PR #3991, opened 2016-11-04
Add EVT_MENU_LONG on taranis

raphaelcoeffic:
Basically, that's what it says. Considering the "Page" button is not really useable in telemetry scripts, I'll start using the "Menu" button instead in my scripts. However, it is quite convenient to have the long press as well, instead of declaring it in LUA:
```
local EVT_MENU_LONG = bit32.bor(bit32.band(EVT_MENU_BREAK,0x1f),0x80)
```


bsongis:
Isn't this key already used for displaying remaining RAM?

raphaelcoeffic:
That's well possible, but then I'd say it is not functional. Does not work for me on latest next-build.

projectkk2glider:
MENU long is used to display RAM, but only for the stand-alone scripts.

raphaelcoeffic:
@projectkk2glider meaning that it is indeed useful for telemetry scripts?

projectkk2glider:
I see no harm in merging this, thanks.

PR #3992, opened 2016-11-04
Document values of UNIT in the function describtion

schwabe:
Is is a bit a less clean than pull request #3990 but has no additional memory requirement


bsongis:
This one is already merged, no?

schwabe:
This one only adds the documentation for Taranis which does not have the constants

bsongis:
I am afraid someone else included your mods in another PR, am I right?

schwabe:
Yea, it is @floaledm included that. Did not see that.

PR #3993, opened 2016-11-04
Lua setTelemetryValue with optional arguments

floaledm:
Related to #3992

setTelemetryValue() can then be called with unit, precision, or name. Defaults:
unit: 0 -> UNIT_RAW
precision: 0 -> no decimal places
name: Id as a string (same as other PROTOs that have an unrecognized Id/subID pair)

### DIFF
--- a/radio/src/lua/api_general.cpp
+++ b/radio/src/lua/api_general.cpp
@@ -908,36 +908,55 @@ static int luaDefaultStick(lua_State * L)
 }
 
 /* luadoc
-@function setTelemetryValue(name, id, subID, instance, value, unit, precision)
-
-@param name (string) Name of the sensor if it does not yet exit (4 chars)
+@function setTelemetryValue(id, subID, instance, value [, unit] [, precision [, name])
 
 @param id Id of the sensor
 
-@param subID  subID of the sensor, usually 0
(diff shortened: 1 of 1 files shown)


3djc:
Could you describe why you would be needing that ?

floaledm:
Strictly speaking not a need, since it's about convenience by giving users of the setTelemetryValue() function more flexibility on its use... Is there any drawback to having optional args?

3djc:
The only purpose I can see to that is to introduce lua to lua data, since a telemetry sensor with no name, no units, will be of no use to end user, and I'm not sure going through telem is the best meaning for lua to lua

kilrah:
The one important thing is to be able to make use of the built-in defaults. If the arguments always override them there should be another call that doesn't.

floaledm:
@3djc With this PR, a telemetry sensor with no name specified will have the Id argument as a name.

@kilrah A TELEM_PROTO_LUA case in telemetry_sensors.cpp was added by another PR for built-in defaults. Those typically use id, subId, and instance to get recognized as built-in. Having unit, precision, and name as optional arguments would not override that...

kilrah:
Ah OK, didn't follow closely lately.

PR #3994, opened 2016-11-05
Add back model bin name, currently needed if you want to use model notes

3djc:
This name is usefull for those who want to use models notes


bsongis:
If I remember right, it is displayed on something else (the last models line?)

kilrah:
Ah yeah, could be if you have many models in the list...

3djc:
image

This what we have currently, it may be displayed somewhere else

bsongis:
Perhaps @mhotar would help us to find a place for the model filename? I do agree it's something interesting to see when the model is selected

mhotar:
You know, I am not happy you are about to push user to fiddle with files :) I would prefer to have model as a simple container with icon and model name only. But on the other side I understand why you, programmers love this feature :) How long will be this filename? model99.bin is longest one?

kilrah:
This is all temporary! Once companion is ready it can be removed, it's just that form now it allows helping someone about once a week when they are lost with their settings by telling them to look at this to send the right file. 
It's not even a big problem if it overwrites something for now...

3djc:
Why I brought it back is because if you want to use model notes (checklist), you need to create a text file based on the bin name, so you have to be able to see it.
I have a nice change ready allowing you to select a file per moel not based on name, but it requires either an eeprom change or a dirty hack, none been a good choice

mhotar:
One option could be to shrink category list by one item.
modelsel3
Here is the mask for file container
mask_mlib_files

PR #4009, opened 2016-11-09
lua: allow SPORT buffer availability to be queried

raphaelcoeffic:
This simplifies the LUA script in case SPORT is used as a transport for bigger requests (like MSP/SPORT). As of now, I have to build the chunk request, attempt sending, and if the buffer was not available, roll back to send buffer state to what it was previously. This change would allow to save CPU cycles, memory, and simplify the code within the LUA script.

### DIFF
--- a/radio/src/lua/api_general.cpp
+++ b/radio/src/lua/api_general.cpp
@@ -333,7 +333,10 @@ uint8_t getDataId(uint8_t physicalId)
 
 static int luaSportTelemetryPush(lua_State * L)
 {
-  if (isSportOutputBufferAvailable()) {
+  if (lua_gettop(L) == 0) {
+    lua_pushboolean(L, isSportOutputBufferAvailable());
+  }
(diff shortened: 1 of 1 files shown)


projectkk2glider:
Instead of introducing a new function, I would just modify the existing one `luaCrossfireTelemetryPush()` to do the same if no parameters are used to call it.

raphaelcoeffic:
Ok, then I'll just do it for both luaCrossfireTelemetryPush() & luaSportTelemetryPush().

projectkk2glider:
@raphaelcoeffic  In future please do not merge your own pull requests (unless told so) it defeats the whole purpose of the pull request mechanism (peer review).

Thanks for this. If you are so kind, you could also add the Lua docs for these functions :wink:

raphaelcoeffic:
@projectkk2glider Sorry! I realised that afterwards as well... Was too impatient to get my new LUA script out the door ;-) I'll proceed now to the docs.

PR #4017, opened 2016-11-11
Projectkk2glider/companion archive support

projectkk2glider:
Do not merge yet!  This is just an example.

This is an attempt to realize the https://github.com/opentx/opentx/wiki/Companion-for-Horus-blueprint


companion/src/firmwareinterface.cpp
```diff
@@ -39,6 +39,8 @@ int getFileType(const QString &fullFileName)
     return FILE_TYPE_EEPE;
   else if (suffix == "XML")
     return FILE_TYPE_XML;
+  else if (suffix == "EEPE2")
```
bsongis: Perhaps OTX extension?

kilrah: Yes - been waiting for the occasion to get rid of the eepe extension for about 4 years :)

projectkk2glider:
I have an idea, I will create a nice class that will abstract the storage model for Horus. The class will support:
* reading from disk (archive file .otx)
* saving to disk (.otx)
* reading from radio (or any other directory containing proper structure)
* saving to radio (or any other directory)

The file will have public members:
 * contents of models.txt
 * contents of radio.bin
 * list containing the contents of all modelXX.bin files

bsongis:
First merge done, I will push the PR now to avoid another one ...

PR #4018, opened 2016-11-12
Fix analog input order for sky9x != REVA

sreichholf:
Analog inputs were completely mixed up on my AR9X (and i guess for every other sky9x except REVA)

So i'm not sure this is the proper way to fix it but least it's gives a direction about what's wrong ;).

### DIFF
--- a/radio/src/opentx.cpp
+++ b/radio/src/opentx.cpp
@@ -1401,6 +1401,10 @@ tmr10ms_t jitterResetTime = 0;
 #if !defined(SIMU)
 uint16_t anaIn(uint8_t chan)
 {
+#if defined(PCBSKY9X) && !defined(REVA)
+  static const pm_char skyAna[] PROGMEM = {1,5,7,0,4,6,2,3};
+  chan = skyAna[chan];
+#endif
 #if defined(VIRTUAL_INPUTS)
   return ANA_FILT(chan);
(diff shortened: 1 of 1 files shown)


bsongis:
I will test it on 9XR-PRO

bsongis:
WTF the bootloader doesn't like my binary!

bsongis:
It seems there is an issue here:
-rw-r--r-- 1 bertrand bertrand 0 Nov 13 19:27 radio/src/bootloader.lbm

bsongis:
Reason: if Mike's bootloader is not correctly downloaded when CMake is run there is no error!

bsongis:
OpenTX 2.2 on 9XR-PRO is currently a total mess: no audio, analogs completely broken, it reboots after 10s max etc.

bsongis:
This commit is OK (audio and ADC tested):

commit dd44da14bc84e44cb4720cd1dfc565e8c751d26a
Author: Andre Bernet <andre@andrebernet.ch>
Date:   Fri Jul 22 19:56:49 2016 +0200

bsongis:
Your fix is right, I removed this code and didn't think of readding it in the driver code. I will do this now directly on 'next', please test on AR9X, I can only test on 9XR-PRO

PR #4024, opened 2016-11-15
Fix center trim stop

3djc:
that was not working when trim was changing from positive to negative.

Fixes the issue seen by Bsongis on Sky9X (but the issue was present on all platform)


bsongis:
Thanks!

PR #4025, opened 2016-11-15
Fix ar9x compile

3djc:


sreichholf:
tested, fixes ar9x here :)

bsongis:
I will prefer a white list over the black list here. I have pushed another change meanwhile

PR #4397, opened 2017-02-04
Removed const modifer to Widget::update in the 480x272 GUI.

kellybyrd:
When compiling on OSX with px4/px4/gcc-arm-none-eabi: stable 20160928, I was getting const errors with a recent gcc. 

So I removed the const modifer to Widget::update in the 480x272 GUI. This caused menu_settings.cpp menuSettings() to complain, because it was being passed a param called
'object' of type pointer to a const T, and then called object->update(),
which is not a const function.

However, the one call site I found to menuSettings() (menu_settings.cpp:224)
is passing currentWidget, which is of type Widget*. 

'currentWidget' is a static though, and I don't have the full picture on this code yet, so maybe there's a problem with multithreaded use that the const-ness was trying to solve?

### DIFF
--- a/radio/src/gui/480x272/widget.h
+++ b/radio/src/gui/480x272/widget.h
@@ -45,7 +45,7 @@ class Widget
     {
     }
 
-    virtual void update() const
+    virtual void update()
     {
     }
 
--- a/radio/src/gui/480x272/screens_setup.cpp
+++ b/radio/src/gui/480x272/screens_setup.cpp
@@ -174,7 +174,7 @@ int getOptionsCount(const ZoneOption * options)
 }
 
 template <class T>
-bool menuSettings(const char * title, const T * object, uint32_t i_flags, event_t event)
+bool menuSettings(const char * title, T * object, uint32_t i_flags, event_t event)
 {
 
   if (object->getErrorMessage()) {


kellybyrd:
Marking this as "undecided" until some people familiar with this area can comment.

bsongis:
no multithread issue there, we only update widgets in the "menus" thread

kellybyrd:
Ok, so then the LuaWidges::update() definition is correctly non-const (I think, it based on its name), and the code calling it in the 480x272 GUI is passing in an object which started life without the const modifier, so this change should be the right thing to do.

kellybyrd:
After some discussion, we realized this is a result of -DWARNINGS_AS_ERRORS in cmake and specific to the simu target. Not sure if these are warnings for other compilers.

mpaperno:
`-DWARNINGS_AS_ERRORS` just turns on -Werror.  It should not cause new warnings to appear.  The compiler choice certainly will make a difference though.  Also, for everything except the `firmware` target we're passing on all compiler/linker flags as per CMake config (which can be different between CMake versions)... so things like setting the type to Release can affect the outcome.

When I first tried building the 480x272 gui stuff on a new compiler it [barfed](https://github.com/opentx/opentx/pull/4141) all over the place.

radio/src/gui/480x272/widget.h
```diff
@@ -45,7 +45,7 @@ class Widget
     {
     }
 
-    virtual void update() const
+    virtual void update()
```
projectkk2glider: This is good change. I had to remove const here because Lua widget will modify itself on update() if it encounters any error. I guess my compiler did not catch this.

bsongis:
OK your compiler is right. Did it clash with the simu? Then it's not the arm compiler which is involved!

PR #4406, opened 2017-02-05
Fixes #4315

### LINKED ISSUE #4315: 2.2 RC9 Horus. Old model (2.1 eepe) converted LS to L1
The conversion of a model from OpenTX 2.1 format to to 2.2 format for the Horus seems to have a minor glitch. I was using LS as input to a mixer. In the converted file it became L1 as input to the mixer. 

**Edit by projectkk2glider**: see also description of another similar issue https://github.com/opentx/opentx/issues/4315#issuecomment-275899641

bsongis:
A lot of conversions missing, but at least this one will be ok ...


companion/src/radiodata.h
```diff
@@ -1213,7 +1217,7 @@ class GeneralSettings {
     unsigned int backlightColor;
     CustomFunctionData customFn[CPN_MAX_CUSTOM_FUNCTIONS];
     char switchName[18][3+1];
-    unsigned int switchConfig[18];
+    unsigned int switchConfig[CPN_MAX_SWITCHES];
```
mpaperno: Nice, I had forgotten about that FIXME until now.  Also, good move to `getBoardCapability()`, I think.  (Though I'm still not in love with the globals floating around.)

bsongis: which global?

mpaperno: `getBoardCapability()`, `getCurrentFirmware()`, `g`, `current_firmware_variant`, etc...  Quite a few in eeprominterface.h, it seems like.

companion/src/eeprominterface.cpp
```diff
@@ -582,14 +582,14 @@ bool RawSource::isPot() const
 {
   return (type == SOURCE_TYPE_STICK &&
           index >= CPN_MAX_STICKS &&
-          index < CPN_MAX_STICKS+getCurrentFirmware()->getCapability(Pots));
+          index < CPN_MAX_STICKS + getBoardCapability(getCurrentBoard(), Board::Pots));
```
projectkk2glider: Maybe add new shortcut function `getCurrentBoardCapability(Board::Capability capability)` :wink:

companion/src/radiodata.h
bsongis: not wrong, still a lot to do :)

companion/src/eeprominterface.cpp
bsongis: with a new class Board it would be `getCurrentBoard()->getCapability(Pots)` which is easy to read, would it be ok?

projectkk2glider: Sure.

# [Instructions for the task]
What number of lines in the data above include the string "container"? Answer with that number only.

# [Response to this exercise]
2